Reproduce exactly, and only, the lines below from the one containing "about DetachReplicaOperation()" through the one containing "In the function".

● **PROVIDED DATA**
※ ※ ※

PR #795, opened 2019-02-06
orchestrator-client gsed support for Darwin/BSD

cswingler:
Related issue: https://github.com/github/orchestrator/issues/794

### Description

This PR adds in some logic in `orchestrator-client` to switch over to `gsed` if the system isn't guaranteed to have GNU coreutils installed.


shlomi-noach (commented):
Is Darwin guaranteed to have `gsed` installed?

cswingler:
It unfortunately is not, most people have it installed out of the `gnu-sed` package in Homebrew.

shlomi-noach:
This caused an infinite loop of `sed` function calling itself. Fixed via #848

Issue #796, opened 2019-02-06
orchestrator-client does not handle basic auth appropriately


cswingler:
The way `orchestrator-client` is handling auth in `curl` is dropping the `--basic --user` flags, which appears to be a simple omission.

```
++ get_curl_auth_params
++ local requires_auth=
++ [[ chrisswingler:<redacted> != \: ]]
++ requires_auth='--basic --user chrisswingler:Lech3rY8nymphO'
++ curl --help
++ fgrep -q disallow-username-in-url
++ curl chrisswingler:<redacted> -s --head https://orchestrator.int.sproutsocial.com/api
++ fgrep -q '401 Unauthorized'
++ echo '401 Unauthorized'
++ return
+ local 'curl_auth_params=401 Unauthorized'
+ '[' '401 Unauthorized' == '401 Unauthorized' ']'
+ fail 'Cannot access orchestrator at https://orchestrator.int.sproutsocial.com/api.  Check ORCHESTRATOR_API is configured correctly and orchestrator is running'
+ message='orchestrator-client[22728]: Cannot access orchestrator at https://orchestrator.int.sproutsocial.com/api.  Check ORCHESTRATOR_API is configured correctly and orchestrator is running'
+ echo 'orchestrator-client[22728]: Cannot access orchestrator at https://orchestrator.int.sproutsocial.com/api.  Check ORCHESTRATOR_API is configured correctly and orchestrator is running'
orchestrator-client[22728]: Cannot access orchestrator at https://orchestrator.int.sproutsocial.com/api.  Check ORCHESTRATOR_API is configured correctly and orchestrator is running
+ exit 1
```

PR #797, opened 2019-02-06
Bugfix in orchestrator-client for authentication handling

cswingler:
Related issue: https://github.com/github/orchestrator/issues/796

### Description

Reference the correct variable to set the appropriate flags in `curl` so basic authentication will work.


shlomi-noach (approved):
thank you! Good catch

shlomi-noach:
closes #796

※ ※ ※

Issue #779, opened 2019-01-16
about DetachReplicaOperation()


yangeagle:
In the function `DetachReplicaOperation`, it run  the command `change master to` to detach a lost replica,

※ ※ ※

● **ANSWER**
about DetachReplicaOperation()


yangeagle:
In the function `DetachReplicaOperation`, it run  the command `change master to` to detach a lost replica,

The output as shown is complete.